──────── Records shown ────────

PR #939, opened 2023-07-31
Refresh folder when selecting it

leolost2605:
Fixes an issue that when adding a new account the messages in its folders wouldn't show up right away but first after the folder was at least once manually refreshed.

### DIFF
--- a/src/ConversationList/ConversationList.vala
+++ b/src/ConversationList/ConversationList.vala
@@ -247,6 +247,9 @@ public class Mail.ConversationList : Gtk.Box {
             cancellable.cancel ();
         }
 
+        var cancellable = new GLib.Cancellable ();
+        this.cancellable = cancellable;
+
         conversation_focused (null);
         conversation_selected (null);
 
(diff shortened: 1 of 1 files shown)


src/ConversationList/ConversationList.vala
```diff
@@ -311,19 +312,28 @@ public class Mail.ConversationList : Gtk.Box {
...
-                    folder.parent_store.display_name,
-                    e.message);
+                    if (e is IOError.CANCELLED) {
+                        break;
+                    } else {
+                        warning ("Error fetching messages for '%s' from '%s': %s",
+                        folder.display_name,
+                        folder.parent_store.display_name,
+                        e.message);
+                    }
```
lenemter, line 336: You can simplify it like this:

```
} catch (IOError.CANCELLED e) {
    ...
} catch (Error e) {
    ...
}
```

leolost2605: Oh nice thanks!

leolost2605:
I'm noticing during development in general that sometimes on cold start mail's folder list doesn't load. I'm not 100% sure but to me it seems this occurs more often with this branch so I'll convert to draft for now to do some more testing

PR #951, opened 2023-09-07
MessageListItem: Fix resizing

leolost2605:
Fixes some annoying resizing of the window or the paned position when the window is small and sender/recipient addresses or the subject include a long word by using the wrap mode `WORD_CHAR`.

### DIFF
--- a/src/MessageList/AttachmentButton.vala
+++ b/src/MessageList/AttachmentButton.vala
@@ -90,7 +90,9 @@ public class AttachmentButton : Gtk.FlowBoxChild {
         };
 
         name_label = new Gtk.Label (mime_part.get_filename ()) {
-            xalign = 0
+            xalign = 0,
+            wrap = true,
+            wrap_mode = WORD_CHAR
         };
 
         size_label = new Gtk.Label (null) {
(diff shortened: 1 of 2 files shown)


jeremypw (changes requested):
This fixes the issue for some messages, but not if they have an attachment with a long title (which does not wrap). In that case the window still resizes.

jeremypw:
This now fixes the attachment issue. The only thing I don't like is that the minimum width of the address fields is only about 4 chars so you can get very tall thin fields.  Not sure what the best solution is to this.   Maybe the date field should also be responsive and/or a minimum width/height applied to the address fields?

leolost2605:
Now a min width of 10 (debatable i'm open to suggestions) characters is applied and the datetime label is ellipsized in the middle (also debatable). I've got no special preference here so tell me what you think :)

(And cc is now also wrapped with word_char, i forgot that previously)

jeremypw:
I find wrapping the date with `wrap_mode = WORD` looks better (in English locale at least) and all the info remains visible - what do you think? With the date shrinking the min width of the address is less important as the overall minimum width is limited by the header bar anyway, but 10 is OK.

leolost2605:
@jeremypw done :)

PR #955, opened 2023-09-09
Don't disable delete accelerators when the ConversationList looses keyboard focus

### LINKED ISSUE #952: Make delete/backspace key work with focus on email
### Problem

Currently, the `delete`/`backspace` buttons only work when the focus is on the email in the list column (e.g. it's highlighted in colour instead of gray). Sometimes, the list item loses focus after loading the email. Other times, it loses focus after clicking on the email content.

### Proposal

Make the `delete`/`backspace`  buttons work even when the focus is not on the list column.

### Prior Art (Optional)

_No response_

leolost2605:
With undoing working very reliable now, I don't think there is a reason to disable the keyboard accelerators for trashing a message when the ConversationList looses keyboard focus. It only is annoying when clicking once within the message and then being unable to use `Backspace` or `Delete` for trashing it.

Fixes #952

### DIFF
--- a/src/ConversationList/ConversationList.vala
+++ b/src/ConversationList/ConversationList.vala
@@ -165,22 +165,6 @@ public class Mail.ConversationList : Gtk.Box {
 
         search_entry.search_changed.connect (() => load_folder.begin (folder_info_per_account));
 
-        // Disable delete accelerators when the conversation list box loses keyboard focus,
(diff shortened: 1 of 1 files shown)


danirabbit (approved):
I think this may have originally been done because of the inline composer, but as far as I can tell any of the remaining inputs work as expected: you can delete text without accidentally deleting an email

PR #956, opened 2023-09-09
Use the actual recipients of a message as sender when replying or forwarding

leolost2605:
This fixes an issue that occurred when replying to a message received by an alias. Then the pre-selected sender would be the main address.

### DIFF
--- a/src/Composer.vala
+++ b/src/Composer.vala
@@ -554,6 +554,8 @@ public class Mail.Composer : Hdy.ApplicationWindow {
             bool found = false;
 
             if (type != DRAFT) {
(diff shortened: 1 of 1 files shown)


danirabbit (commented):
I think I understand what this is doing, but can you add a comment in the code about what/why this does so that someone doesn't come along later and remove it thinking it's superfluous :sweat_smile:

leolost2605:
I've added some comments and I hope they are understandable but tell me if they are unclear :)

danirabbit (approved):
Looks good, thank you!

PR #961, opened 2023-09-11
Improve aliases design

lenemter:
My attempt to improve the design.

image


leolost2605 (approved):
Thanks so much, I like it a lot!

PR #967, opened 2023-10-24
AliasesDialog: screen reader fixes, design tweaks

danirabbit:
Alias:
* Use a vertical form layout with header labels to match the design of other forms
* Make sure the screen reader knows how to describe entries by setting mnemonic_widget
* Placeholder text in forms should contain example content, not explanation text or directions
* Image buttons should have tooltip text (screenreader reads this too)

AliasDialog:
* Subclass Granite.Dialog since we're not doing anything that requires a Hdy.Window
* Dialogs should have a transient parent so they are centered on the parent etc
* Make sure screen reader can read the add button
* Use built-in method for dialog buttons instead of adding window controls manually

### DIFF
--- a/src/Dialogs/AliasDialog/Alias.vala
+++ b/src/Dialogs/AliasDialog/Alias.vala
@@ -45,18 +45,16 @@ public class Mail.Alias : Gtk.ListBoxRow {
             xalign = 0
         };
 
-        var edit_name_label = new Gtk.Label (_("Name:")) {
-            halign = END
-        };
-
         var name_entry = new Gtk.Entry () {
+            margin_start = 12,
+            margin_end = 12,
             text = alias_name,
-            placeholder_text = _("Enter name…")
+            placeholder_text = _("John Doe")
         };
         name_entry.bind_property ("text", this, "alias-name", DEFAULT);
 
-        var edit_address_label = new Gtk.Label (_("Address:")) {
-            halign = END
+        var edit_name_label = new Granite.HeaderLabel (_("Name")) {
+            mnemonic_widget = name_entry
         };
 
         Regex? regex = null;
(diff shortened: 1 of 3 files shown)


src/Dialogs/AliasDialog/AliasDialog.vala
```diff
@@ -92,27 +89,23 @@ public class Mail.AliasDialog : Hdy.ApplicationWindow {
...
+        overlay.show_all ();
 
         title = _("Aliases");
         default_height = 300;
         default_width = 500;
-        add (overlay);
-        show_all ();
+        get_content_area ().add (overlay);
+        this.add_button (_("Close"), Gtk.ResponseType.CLOSE);
         present ();
```
leolost2605, line 109: We probably should call `present ()` after creating the dialog and not in `construct` otherwise I get this warning:
```
(io.elementary.mail:64822): Gtk-WARNING **: 17:56:20.812: gtk_window_set_titlebar() called on a realized window
```

src/FoldersView/AccountSourceItem.vala
```diff
@@ -152,7 +152,11 @@ public class Mail.AccountSourceItem : Mail.SourceList.ExpandableItem, Mail.Sourc
         var menu = new Gtk.Menu ();
 
         var alias_item = new Gtk.MenuItem.with_label (_("Edit Aliases…"));
-        alias_item.activate.connect (() => new AliasDialog (account.service.uid));
+        alias_item.activate.connect (() => {
+            new AliasDialog (account.service.uid) {
+                transient_for = ((Gtk.Application) GLib.Application.get_default ()).active_window
+            };
```
leolost2605, line 158:
```suggestion
            }.present ();
```

Here :)

leolost2605 (changes requested):
Thank you looks really nice, I only have some minor comments :)

src/Dialogs/AliasDialog/Alias.vala
```diff
@@ -165,6 +168,7 @@ public class Mail.Alias : Gtk.ListBoxRow {
             });
 
             start_delete ();
+            start_delete ();
```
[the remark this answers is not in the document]
danirabbit: Oops, dunno how that happened

src/Dialogs/AliasDialog/AliasDialog.vala
danirabbit: Nice catch

leolost2605 (approved):
Very nice 🎉

PR #979, opened 2024-02-08
Add apparmor profile

leolost2605:
On OS 8 mail crashes by default with these errors when opening an html message:
```
bwrap: Creating new namespace failed: Permission denied

** (io.elementary.mail:8681): ERROR **: 20:09:48.735: Failed to fully launch dbus-proxy: Child process exited with code 1
```

This seems to be caused by changes in how ubuntu configures bubblewrap with apps now requiring apparmor profiles to access it ?
I'm not really sure what's actually going on behind the scenes but as per [this launchpad bug](https://bugs.launchpad.net/ubuntu/+source/apparmor/+bug/2046844) and my own testing creating an apparmor profile for mail fixes the issue.

### DIFF
--- a/data/io.elementary.mail.apparmor
+++ b/data/io.elementary.mail.apparmor
@@ -1,0 +1,9 @@
+abi <abi/4.0>,
+include <tunables/global>
+
+profile io.elementary.mail /usr/bin/io.elementary.mail flags=(unconfined) {
+  userns,
+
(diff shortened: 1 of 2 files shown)


danirabbit:
It looks like one of the affected projects marked on the launchpad report is bubblewrap. I wonder if we should be waiting for a fix in bubblewrap?

danirabbit (approved):

PR #1346, opened 2022-09-04
feat: Improve the German translation to make it more natural and consistent

waigel:


JanCizmar:
Hello, thanks a lot. I've imported the translations to our Tolgee project. So it will be released with next release.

────────

◆ Try it ◆
Note down each line above where the word "that" occurs.

◆ Exercise response ◆
Fixes an issue that when adding a new account the messages in its folders wouldn't show up right away but first after the folder was at least once manually refreshed.
I'm noticing during development in general that sometimes on cold start mail's folder list doesn't load. I'm not 100% sure but to me it seems this occurs more often with this branch so I'll convert to draft for now to do some more testing
This fixes the issue for some messages, but not if they have an attachment with a long title (which does not wrap). In that case the window still resizes.
This now fixes the attachment issue. The only thing I don't like is that the minimum width of the address fields is only about 4 chars so you can get very tall thin fields.  Not sure what the best solution is to this.   Maybe the date field should also be responsive and/or a minimum width/height applied to the address fields?
(And cc is now also wrapped with word_char, i forgot that previously)
This fixes an issue that occurred when replying to a message received by an alias. Then the pre-selected sender would be the main address.
I think I understand what this is doing, but can you add a comment in the code about what/why this does so that someone doesn't come along later and remove it thinking it's superfluous :sweat_smile:
* Subclass Granite.Dialog since we're not doing anything that requires a Hdy.Window
danirabbit: Oops, dunno how that happened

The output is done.